Stored data:
Content starts

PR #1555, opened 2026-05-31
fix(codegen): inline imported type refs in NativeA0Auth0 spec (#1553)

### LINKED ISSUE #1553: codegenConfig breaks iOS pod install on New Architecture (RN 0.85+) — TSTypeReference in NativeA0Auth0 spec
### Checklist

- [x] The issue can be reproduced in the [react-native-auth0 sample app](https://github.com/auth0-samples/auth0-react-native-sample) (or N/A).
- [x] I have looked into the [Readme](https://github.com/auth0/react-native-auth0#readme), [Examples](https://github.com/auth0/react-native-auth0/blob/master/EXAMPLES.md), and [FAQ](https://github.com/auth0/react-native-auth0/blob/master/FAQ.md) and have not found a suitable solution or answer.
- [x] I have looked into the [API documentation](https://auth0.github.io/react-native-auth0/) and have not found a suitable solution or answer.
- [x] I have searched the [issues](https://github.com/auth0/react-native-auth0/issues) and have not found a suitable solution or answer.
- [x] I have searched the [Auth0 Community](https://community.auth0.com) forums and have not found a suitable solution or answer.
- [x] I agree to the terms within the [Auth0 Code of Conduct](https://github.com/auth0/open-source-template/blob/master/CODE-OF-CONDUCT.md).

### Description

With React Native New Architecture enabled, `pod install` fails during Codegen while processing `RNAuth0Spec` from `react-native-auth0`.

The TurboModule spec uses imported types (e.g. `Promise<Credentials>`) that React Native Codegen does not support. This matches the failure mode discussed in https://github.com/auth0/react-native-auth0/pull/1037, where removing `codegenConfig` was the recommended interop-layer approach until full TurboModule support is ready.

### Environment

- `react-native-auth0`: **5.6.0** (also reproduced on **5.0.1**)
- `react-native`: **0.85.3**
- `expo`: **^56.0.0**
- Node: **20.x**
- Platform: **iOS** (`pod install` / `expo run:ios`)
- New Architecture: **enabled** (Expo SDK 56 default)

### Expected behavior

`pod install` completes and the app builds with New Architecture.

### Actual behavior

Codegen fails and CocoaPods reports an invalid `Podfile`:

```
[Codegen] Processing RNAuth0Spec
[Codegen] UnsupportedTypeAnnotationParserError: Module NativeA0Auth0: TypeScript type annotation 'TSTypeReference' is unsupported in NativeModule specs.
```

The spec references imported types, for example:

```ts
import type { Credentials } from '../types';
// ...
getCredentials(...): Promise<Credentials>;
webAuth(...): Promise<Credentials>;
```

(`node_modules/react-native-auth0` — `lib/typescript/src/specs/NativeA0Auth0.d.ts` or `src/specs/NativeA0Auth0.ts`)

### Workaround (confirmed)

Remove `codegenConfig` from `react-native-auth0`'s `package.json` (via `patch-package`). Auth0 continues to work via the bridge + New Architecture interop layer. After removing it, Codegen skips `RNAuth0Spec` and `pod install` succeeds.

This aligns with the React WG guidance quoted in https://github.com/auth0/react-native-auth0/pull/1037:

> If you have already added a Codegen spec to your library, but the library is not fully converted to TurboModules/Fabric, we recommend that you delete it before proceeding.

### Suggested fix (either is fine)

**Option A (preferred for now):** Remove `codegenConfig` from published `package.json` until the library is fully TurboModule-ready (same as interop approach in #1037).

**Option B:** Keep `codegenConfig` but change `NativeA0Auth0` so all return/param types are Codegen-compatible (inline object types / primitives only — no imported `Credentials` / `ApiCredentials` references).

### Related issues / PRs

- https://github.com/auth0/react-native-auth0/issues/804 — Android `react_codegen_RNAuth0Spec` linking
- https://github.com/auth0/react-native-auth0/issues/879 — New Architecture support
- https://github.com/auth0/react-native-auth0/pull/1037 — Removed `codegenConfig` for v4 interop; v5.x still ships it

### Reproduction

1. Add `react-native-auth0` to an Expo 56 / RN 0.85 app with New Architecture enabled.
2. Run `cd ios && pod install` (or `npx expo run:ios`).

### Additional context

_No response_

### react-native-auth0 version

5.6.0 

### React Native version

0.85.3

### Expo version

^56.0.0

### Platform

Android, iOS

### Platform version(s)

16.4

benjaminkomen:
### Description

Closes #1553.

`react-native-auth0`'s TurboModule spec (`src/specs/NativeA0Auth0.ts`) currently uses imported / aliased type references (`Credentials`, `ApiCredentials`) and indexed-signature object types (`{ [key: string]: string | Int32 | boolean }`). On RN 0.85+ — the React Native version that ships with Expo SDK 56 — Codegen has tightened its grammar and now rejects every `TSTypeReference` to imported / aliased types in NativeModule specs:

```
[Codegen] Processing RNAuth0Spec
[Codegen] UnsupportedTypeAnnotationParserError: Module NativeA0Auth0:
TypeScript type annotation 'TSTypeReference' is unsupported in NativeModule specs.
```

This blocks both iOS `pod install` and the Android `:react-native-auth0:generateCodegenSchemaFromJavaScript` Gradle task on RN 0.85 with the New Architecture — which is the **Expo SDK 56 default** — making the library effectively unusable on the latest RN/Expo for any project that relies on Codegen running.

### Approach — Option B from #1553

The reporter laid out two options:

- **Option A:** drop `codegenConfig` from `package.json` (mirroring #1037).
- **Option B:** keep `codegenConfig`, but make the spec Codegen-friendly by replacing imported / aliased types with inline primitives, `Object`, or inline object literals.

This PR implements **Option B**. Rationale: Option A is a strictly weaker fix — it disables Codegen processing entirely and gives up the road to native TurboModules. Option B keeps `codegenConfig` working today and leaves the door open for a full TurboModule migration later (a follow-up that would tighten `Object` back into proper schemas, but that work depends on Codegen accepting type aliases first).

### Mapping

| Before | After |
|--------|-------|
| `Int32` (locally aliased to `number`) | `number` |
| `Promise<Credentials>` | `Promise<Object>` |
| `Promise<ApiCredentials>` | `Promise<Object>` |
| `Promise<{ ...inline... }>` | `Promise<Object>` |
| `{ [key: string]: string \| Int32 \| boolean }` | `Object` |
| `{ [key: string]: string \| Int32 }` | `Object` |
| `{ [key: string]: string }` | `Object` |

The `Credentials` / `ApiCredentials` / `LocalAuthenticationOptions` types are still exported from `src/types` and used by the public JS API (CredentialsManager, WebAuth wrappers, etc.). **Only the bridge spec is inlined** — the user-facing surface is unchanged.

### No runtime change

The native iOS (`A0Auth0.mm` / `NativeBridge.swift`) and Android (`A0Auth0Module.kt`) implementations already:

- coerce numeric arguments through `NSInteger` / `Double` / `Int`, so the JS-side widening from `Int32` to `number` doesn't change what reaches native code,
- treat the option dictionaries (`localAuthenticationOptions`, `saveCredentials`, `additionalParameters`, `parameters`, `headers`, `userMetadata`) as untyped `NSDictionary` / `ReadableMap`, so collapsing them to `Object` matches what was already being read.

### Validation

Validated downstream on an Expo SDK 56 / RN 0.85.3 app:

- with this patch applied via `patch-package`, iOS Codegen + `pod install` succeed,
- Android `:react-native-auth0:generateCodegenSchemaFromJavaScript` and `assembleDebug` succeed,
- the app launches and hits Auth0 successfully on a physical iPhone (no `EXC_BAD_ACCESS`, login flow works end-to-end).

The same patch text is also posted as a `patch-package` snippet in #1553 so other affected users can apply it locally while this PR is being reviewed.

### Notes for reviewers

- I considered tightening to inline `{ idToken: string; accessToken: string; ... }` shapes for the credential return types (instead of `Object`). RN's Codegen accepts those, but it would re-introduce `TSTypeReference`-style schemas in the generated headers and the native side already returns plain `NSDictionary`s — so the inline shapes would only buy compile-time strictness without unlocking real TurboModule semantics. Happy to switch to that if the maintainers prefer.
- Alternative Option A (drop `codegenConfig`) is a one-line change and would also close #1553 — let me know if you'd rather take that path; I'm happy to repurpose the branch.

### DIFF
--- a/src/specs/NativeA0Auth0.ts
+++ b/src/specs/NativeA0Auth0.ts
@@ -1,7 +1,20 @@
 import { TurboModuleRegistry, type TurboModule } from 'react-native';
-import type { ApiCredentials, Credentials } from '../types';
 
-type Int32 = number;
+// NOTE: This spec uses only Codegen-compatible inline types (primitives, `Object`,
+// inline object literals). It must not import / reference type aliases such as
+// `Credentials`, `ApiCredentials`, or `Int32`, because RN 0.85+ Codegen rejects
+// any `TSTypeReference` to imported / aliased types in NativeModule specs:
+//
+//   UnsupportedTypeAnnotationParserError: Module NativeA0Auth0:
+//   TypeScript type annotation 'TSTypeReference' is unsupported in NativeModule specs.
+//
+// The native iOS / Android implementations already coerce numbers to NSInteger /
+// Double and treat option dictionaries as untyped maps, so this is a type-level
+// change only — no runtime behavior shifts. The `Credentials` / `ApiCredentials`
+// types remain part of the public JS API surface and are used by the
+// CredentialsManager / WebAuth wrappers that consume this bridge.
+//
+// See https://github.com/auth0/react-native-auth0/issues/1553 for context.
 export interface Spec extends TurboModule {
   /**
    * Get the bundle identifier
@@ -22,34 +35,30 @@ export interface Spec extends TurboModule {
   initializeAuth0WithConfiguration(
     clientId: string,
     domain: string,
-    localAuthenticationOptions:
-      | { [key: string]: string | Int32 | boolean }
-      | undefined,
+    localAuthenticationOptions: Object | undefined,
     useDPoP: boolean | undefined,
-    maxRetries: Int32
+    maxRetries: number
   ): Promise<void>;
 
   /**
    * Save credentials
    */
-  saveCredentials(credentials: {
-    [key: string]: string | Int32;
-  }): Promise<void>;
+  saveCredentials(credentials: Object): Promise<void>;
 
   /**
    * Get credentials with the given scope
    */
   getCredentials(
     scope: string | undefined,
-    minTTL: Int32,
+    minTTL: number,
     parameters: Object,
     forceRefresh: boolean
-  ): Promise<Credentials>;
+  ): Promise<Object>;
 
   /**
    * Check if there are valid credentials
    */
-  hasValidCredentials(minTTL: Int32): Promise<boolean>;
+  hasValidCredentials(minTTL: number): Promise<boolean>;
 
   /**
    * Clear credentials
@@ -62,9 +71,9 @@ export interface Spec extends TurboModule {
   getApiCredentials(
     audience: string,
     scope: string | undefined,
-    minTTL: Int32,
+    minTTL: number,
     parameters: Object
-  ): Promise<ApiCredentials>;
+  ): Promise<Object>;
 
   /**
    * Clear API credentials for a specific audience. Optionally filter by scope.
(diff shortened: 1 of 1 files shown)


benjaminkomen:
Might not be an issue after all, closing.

Content ends
Content starts

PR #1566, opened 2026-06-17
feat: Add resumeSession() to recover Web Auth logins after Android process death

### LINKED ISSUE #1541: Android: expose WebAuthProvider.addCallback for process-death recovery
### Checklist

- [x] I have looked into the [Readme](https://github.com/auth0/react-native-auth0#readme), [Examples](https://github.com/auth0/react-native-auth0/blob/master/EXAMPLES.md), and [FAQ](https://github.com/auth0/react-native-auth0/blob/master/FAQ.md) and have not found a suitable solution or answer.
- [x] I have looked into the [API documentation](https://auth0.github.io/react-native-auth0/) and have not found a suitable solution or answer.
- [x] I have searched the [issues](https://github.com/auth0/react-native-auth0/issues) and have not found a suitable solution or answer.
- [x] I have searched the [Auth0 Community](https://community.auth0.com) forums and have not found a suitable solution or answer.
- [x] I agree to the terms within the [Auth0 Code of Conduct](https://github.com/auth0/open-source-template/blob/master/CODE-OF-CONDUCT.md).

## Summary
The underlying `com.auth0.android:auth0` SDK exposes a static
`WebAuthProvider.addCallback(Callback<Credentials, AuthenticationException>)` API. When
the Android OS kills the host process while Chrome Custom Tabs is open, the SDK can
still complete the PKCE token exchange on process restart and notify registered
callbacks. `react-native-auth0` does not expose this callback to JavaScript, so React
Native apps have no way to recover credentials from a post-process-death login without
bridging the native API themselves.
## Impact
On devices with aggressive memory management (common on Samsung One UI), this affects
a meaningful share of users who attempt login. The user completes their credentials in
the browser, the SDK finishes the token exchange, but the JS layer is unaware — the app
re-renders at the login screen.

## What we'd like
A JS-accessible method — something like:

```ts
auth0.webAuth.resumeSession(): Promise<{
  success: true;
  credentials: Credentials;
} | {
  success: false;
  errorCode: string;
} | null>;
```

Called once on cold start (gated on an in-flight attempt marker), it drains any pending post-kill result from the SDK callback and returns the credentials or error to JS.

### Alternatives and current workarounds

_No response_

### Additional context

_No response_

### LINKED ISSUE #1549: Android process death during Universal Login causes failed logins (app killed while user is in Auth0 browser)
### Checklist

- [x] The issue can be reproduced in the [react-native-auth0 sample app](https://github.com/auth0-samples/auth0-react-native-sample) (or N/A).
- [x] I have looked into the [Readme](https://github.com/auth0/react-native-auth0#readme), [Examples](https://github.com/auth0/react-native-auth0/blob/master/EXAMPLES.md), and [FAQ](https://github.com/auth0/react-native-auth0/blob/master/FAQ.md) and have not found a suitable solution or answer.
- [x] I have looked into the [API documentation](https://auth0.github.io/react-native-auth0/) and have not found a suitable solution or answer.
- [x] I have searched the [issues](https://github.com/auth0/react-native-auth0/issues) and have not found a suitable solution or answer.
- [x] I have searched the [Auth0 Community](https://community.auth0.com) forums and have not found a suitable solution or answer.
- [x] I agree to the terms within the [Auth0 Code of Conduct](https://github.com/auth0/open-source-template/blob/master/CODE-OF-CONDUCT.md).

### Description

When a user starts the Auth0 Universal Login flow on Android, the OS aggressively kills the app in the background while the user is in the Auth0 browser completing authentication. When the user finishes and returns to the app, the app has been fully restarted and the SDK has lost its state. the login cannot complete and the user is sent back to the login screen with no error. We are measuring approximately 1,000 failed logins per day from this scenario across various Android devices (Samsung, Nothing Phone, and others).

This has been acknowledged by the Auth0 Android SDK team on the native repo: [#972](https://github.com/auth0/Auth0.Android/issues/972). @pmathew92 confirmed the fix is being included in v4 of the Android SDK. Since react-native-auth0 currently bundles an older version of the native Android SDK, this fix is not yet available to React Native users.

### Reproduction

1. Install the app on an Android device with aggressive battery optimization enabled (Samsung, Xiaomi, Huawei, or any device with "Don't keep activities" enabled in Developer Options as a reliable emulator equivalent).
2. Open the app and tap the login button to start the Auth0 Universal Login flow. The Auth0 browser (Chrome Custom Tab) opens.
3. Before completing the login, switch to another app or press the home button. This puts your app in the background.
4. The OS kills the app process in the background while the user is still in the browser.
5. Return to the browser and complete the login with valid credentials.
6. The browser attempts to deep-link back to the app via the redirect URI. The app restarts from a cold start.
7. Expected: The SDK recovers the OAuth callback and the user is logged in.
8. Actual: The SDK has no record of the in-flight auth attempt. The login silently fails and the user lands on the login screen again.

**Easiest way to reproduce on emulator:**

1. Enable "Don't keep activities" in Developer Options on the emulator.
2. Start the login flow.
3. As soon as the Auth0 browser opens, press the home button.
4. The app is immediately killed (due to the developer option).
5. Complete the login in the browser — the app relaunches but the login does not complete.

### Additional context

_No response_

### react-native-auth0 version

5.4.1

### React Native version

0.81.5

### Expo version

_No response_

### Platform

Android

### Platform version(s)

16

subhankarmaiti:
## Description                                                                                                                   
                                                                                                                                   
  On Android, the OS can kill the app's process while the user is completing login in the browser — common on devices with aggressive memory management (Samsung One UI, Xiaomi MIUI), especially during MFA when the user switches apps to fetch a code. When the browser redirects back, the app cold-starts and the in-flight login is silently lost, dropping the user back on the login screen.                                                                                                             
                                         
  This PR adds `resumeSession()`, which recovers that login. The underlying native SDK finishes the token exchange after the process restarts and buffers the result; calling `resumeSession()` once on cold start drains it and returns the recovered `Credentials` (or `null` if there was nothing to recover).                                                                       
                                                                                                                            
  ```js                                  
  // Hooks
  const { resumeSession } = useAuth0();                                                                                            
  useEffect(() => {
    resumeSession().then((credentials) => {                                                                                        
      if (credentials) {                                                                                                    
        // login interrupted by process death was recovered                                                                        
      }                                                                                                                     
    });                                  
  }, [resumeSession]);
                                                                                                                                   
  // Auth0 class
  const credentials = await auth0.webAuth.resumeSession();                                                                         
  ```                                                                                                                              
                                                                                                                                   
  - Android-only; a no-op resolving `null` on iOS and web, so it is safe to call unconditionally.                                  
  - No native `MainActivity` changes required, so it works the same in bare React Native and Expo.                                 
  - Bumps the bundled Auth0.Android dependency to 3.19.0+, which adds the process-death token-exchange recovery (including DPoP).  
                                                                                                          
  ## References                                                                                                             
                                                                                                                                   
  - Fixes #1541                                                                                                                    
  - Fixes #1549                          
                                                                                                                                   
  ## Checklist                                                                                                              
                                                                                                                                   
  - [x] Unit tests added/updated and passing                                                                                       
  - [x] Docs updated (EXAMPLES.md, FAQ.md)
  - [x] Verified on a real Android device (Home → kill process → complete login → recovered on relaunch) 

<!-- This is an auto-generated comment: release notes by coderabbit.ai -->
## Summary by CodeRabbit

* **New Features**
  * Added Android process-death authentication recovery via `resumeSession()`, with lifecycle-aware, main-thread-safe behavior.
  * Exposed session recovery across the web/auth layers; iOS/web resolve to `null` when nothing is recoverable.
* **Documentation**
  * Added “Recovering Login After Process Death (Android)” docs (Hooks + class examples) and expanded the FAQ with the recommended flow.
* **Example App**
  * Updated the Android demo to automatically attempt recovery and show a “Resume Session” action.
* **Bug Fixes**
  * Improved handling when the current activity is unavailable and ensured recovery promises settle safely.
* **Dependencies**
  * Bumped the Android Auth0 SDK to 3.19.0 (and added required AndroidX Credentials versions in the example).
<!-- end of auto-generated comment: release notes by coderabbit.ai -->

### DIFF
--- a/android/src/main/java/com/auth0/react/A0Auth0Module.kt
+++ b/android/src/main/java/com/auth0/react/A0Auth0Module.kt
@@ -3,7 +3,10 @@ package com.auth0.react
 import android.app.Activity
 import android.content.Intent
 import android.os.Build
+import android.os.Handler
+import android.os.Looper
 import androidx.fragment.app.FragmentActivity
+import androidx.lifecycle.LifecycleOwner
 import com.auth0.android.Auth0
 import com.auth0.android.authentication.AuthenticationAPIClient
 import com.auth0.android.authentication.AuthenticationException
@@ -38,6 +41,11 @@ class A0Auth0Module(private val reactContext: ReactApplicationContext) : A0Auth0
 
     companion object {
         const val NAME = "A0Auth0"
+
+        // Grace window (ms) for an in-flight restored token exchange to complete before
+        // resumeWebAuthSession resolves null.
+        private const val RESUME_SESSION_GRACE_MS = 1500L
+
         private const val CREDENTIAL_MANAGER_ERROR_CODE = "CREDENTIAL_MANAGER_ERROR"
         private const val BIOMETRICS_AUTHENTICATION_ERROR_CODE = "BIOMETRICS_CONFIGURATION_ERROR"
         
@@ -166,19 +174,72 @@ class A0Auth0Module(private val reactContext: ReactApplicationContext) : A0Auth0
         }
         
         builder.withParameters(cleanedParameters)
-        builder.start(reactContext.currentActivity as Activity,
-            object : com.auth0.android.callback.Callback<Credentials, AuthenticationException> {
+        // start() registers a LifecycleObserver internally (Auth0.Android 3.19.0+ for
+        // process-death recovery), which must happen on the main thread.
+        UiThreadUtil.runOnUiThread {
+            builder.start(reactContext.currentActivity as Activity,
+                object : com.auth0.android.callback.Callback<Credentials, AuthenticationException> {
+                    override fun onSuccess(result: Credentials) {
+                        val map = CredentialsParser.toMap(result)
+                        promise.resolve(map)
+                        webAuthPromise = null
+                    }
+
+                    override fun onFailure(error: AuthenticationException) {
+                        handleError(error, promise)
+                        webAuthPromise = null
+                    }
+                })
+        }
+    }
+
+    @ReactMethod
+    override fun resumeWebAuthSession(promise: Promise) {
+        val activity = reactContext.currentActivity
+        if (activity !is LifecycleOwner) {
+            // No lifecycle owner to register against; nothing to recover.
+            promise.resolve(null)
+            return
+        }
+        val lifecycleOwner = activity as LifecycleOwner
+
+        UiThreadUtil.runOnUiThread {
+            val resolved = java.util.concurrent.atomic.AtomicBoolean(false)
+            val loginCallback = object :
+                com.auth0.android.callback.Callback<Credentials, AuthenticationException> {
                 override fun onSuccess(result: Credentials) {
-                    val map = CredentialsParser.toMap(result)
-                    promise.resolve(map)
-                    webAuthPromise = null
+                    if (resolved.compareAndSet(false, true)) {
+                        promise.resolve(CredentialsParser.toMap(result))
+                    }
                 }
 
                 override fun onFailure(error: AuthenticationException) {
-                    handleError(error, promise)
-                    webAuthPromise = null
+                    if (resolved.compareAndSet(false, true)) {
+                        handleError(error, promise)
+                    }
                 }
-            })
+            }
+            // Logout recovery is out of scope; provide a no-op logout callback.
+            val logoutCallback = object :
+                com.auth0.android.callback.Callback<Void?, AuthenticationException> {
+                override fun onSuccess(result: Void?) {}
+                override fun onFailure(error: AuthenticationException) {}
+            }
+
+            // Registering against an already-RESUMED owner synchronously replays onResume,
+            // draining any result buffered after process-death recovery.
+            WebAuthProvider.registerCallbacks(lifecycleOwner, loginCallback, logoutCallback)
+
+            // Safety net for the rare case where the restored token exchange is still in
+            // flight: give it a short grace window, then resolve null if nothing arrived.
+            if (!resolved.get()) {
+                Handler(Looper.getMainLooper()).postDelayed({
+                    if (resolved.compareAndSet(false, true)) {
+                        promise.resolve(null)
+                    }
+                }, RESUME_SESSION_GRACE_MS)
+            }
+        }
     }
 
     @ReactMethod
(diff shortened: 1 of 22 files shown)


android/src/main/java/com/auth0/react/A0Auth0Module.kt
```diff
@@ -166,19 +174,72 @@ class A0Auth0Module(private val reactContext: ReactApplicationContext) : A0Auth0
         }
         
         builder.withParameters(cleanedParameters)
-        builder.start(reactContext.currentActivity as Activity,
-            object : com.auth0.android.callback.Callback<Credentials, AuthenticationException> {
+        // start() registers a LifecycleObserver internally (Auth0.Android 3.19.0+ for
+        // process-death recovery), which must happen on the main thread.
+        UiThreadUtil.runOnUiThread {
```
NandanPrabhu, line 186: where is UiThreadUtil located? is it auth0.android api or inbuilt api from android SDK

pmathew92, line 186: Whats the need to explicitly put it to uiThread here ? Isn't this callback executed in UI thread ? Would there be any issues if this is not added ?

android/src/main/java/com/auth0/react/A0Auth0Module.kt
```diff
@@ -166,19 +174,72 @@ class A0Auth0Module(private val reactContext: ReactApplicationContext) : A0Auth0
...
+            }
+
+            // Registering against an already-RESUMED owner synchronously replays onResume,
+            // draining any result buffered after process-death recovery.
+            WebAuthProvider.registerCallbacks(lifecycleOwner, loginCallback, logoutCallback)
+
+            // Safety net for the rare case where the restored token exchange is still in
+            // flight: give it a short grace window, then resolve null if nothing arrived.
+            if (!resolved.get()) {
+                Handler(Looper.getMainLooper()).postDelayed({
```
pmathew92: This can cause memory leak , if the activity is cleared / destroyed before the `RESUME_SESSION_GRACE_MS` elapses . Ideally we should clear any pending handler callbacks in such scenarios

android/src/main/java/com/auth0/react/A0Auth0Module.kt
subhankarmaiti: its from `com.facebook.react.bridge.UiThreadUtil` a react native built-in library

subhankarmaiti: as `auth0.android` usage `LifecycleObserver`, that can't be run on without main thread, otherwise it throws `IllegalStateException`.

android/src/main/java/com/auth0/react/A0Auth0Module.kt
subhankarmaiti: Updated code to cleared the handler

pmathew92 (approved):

Content ends

* **What you should do**: Start with the line above that contains "- **Option A:**" and end with the line that contains "- **Option B:**". Write out those lines exactly, and only those.

* **Response to this exercise**:
- **Option A:** drop `codegenConfig` from `package.json` (mirroring #1037).
- **Option B:** keep `codegenConfig`, but make the spec Codegen-friendly by replacing imported / aliased types with inline primitives, `Object`, or inline object literals.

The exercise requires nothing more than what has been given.